Stored items:
::::

PR #3904, opened 2022-03-08
feat!: add less aggressive txn cancelling

hansieodendaal:
Description
---
- Added less aggressive transaction canceling, i.e. removed automatic transaction cancelling, when:
  - a wallet has difficulty discovering the receiving party (for direct P2P comms);
  - a wallet has difficulty discovering base node peers that could be used to send the transaction via store and forward;
  - tor is not available.
- Updated the wallet ffi with the new callbacks.
- Added a cucumber test to test sending transactions while offline.

Users will now manually cancel transactions stuck in pending due to the wallet continuing to be being offline.

_**Note:** Wallet ffi interface changed._

Motivation and Context
---
During a recent semi-stress test [[report here](https://github.com/tari-project/tari-data-analysis/blob/master/reports/stress_tests/20211221-make-it-rain/Stress%20test%20of%2020211221%20-%20analysis.md)] adverse connectivity and/or discovery symptoms caused ~55% of transactions to be abandoned. Attempted transactions should not be canceled if they failed to be sent both directly and via store and forward; a peer-to-peer connection may fail for valid reasons but failing to submit a transaction to a base node for store and forward delivery does not warrant the transaction to be canceled.

How Has This Been Tested?
---
System-level testing
Unit tests
Cucumber test: `Scenario: Wallet send transactions while offline`


base_layer/wallet/src/transaction_service/service.rs
```diff
@@ -1487,9 +1506,44 @@ where
...
+                    stage,
                     None,
                     self.last_seen_tip_height,
+                    sender_protocol,
+                );
+
+                let join_handle = tokio::spawn(protocol.execute());
+                join_handles.push(join_handle);
+            } else if stage == TransactionSendProtocolStage::Queued {
+                debug!(
```
philipr-za, line 1496: This branch is a perfect candidate for DRYing up this code.

base_layer/wallet_ffi/src/lib.rs
```diff
@@ -2836,6 +2837,114 @@ pub unsafe extern "C" fn pending_inbound_transaction_destroy(transaction: *mut T
...
+
+/// Gets the direct send status of a TariTransactionSendStatus
+///
+/// ## Arguments
+/// `status` - The pointer to a TariTransactionSendStatus
+/// `error_out` - Pointer to an int which will be modified to an error code should one occur, may not be null. Functions
+/// as an out parameter.
+///
+/// ## Returns
+/// `c_uint` - Returns 1 if the transaction was sent directly, zero if it was not
```
philipr-za: This should be a bool

philipr-za: but actually I would say that to save having to create and maintain so many extra FFI methods why not just a single method that returns the enum encoded as unit?

philipr-za (commented):
Looks fine. I believe all the send scenarios are catered for in the tests? Cucumber or Rust?

Just think the FFI interface is not as clean as it could be.

hansieodendaal:
> Looks fine. I believe all the send scenarios are catered for in the tests? Cucumber or Rust?

Yes, I added a special cucumber test to test the queueing as well.

stringhandler (approved):

PR #3906, opened 2022-03-09
chore: clean up providing seed words from LibWallet

philipr-za:
Description
---
This PR just refactors where the seed words are provided from in LibWallet. Previously the KeyManager resided in the OutputManager Service and the key manager entropy was only contained there so the old `get_seed_words` methods all pointed into the OMS service. Since the CipherSeed is now stored in the main wallet database it is not longer required to access this data via the OMS so this PR cleans that up.

How Has This Been Tested?
---
manually


SWvheerden (commented):
LGTM
This is definitely the right type of PR. More deleted lines than added ones.

delta1 (approved):

stringhandler (approved):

::::

**INSTRUCTIONS TO FOLLOW:** The word "opened" appears in some lines of the data. Copy every one of those lines.

**SOLUTION:**
PR #3904, opened 2022-03-08
PR #3906, opened 2022-03-09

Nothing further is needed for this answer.